**Data records**
-=-=-

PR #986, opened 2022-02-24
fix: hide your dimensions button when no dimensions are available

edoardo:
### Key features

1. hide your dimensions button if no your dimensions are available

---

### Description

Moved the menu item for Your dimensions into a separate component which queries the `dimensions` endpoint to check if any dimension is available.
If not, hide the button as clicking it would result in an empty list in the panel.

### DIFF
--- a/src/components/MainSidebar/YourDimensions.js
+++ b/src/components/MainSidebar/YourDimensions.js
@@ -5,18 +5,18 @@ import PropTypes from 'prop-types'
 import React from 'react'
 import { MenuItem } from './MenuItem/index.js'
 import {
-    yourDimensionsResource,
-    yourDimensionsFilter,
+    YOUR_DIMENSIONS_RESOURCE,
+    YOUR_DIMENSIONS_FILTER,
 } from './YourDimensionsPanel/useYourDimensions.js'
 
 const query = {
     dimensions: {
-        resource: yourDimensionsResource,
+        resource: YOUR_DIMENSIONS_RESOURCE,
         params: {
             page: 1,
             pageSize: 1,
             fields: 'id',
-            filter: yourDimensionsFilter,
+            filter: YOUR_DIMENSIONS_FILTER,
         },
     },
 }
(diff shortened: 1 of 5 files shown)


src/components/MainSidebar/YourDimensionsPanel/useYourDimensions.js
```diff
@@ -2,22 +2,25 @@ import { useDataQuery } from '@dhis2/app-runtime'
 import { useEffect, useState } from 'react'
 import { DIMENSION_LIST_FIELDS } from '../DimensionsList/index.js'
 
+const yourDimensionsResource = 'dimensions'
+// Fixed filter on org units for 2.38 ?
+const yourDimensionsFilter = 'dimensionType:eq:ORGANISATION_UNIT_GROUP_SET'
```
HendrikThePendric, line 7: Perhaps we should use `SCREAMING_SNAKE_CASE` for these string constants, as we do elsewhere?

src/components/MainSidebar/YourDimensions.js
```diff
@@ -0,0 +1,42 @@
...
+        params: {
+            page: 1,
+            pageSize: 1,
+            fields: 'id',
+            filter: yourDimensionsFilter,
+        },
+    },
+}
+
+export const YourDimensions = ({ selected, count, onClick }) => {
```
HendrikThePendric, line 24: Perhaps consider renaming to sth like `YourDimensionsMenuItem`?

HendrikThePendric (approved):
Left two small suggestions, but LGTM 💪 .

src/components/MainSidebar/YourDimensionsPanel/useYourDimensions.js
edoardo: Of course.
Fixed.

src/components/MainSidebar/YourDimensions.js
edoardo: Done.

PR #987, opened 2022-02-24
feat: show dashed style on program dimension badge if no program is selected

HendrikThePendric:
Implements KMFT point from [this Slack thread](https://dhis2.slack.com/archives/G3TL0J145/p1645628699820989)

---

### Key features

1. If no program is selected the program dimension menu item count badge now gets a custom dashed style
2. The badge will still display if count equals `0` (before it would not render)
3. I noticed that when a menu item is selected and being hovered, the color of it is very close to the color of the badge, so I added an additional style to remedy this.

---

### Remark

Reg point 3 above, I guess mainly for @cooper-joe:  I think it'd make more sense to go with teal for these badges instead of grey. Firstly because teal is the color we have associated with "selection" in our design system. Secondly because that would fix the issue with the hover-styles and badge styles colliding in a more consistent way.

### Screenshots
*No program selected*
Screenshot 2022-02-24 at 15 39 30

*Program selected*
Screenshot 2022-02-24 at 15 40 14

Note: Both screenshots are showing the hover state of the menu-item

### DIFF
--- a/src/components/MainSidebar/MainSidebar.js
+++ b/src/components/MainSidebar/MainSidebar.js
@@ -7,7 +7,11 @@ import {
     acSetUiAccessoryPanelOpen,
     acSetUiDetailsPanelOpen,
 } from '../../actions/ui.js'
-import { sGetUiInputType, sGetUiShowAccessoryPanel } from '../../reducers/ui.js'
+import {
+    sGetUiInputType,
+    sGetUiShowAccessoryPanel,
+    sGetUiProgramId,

-=-=-

**What is expected**
Bring together all lines of the entries above in which the string "import" occurs.

**Reply to the task**
@@ -5,18 +5,18 @@ import PropTypes from 'prop-types'
 import React from 'react'
 import { MenuItem } from './MenuItem/index.js'
 import {
@@ -2,22 +2,25 @@ import { useDataQuery } from '@dhis2/app-runtime'
 import { useEffect, useState } from 'react'
 import { DIMENSION_LIST_FIELDS } from '../DimensionsList/index.js'
@@ -7,7 +7,11 @@ import {
-import { sGetUiInputType, sGetUiShowAccessoryPanel } from '../../reducers/ui.js'
+import {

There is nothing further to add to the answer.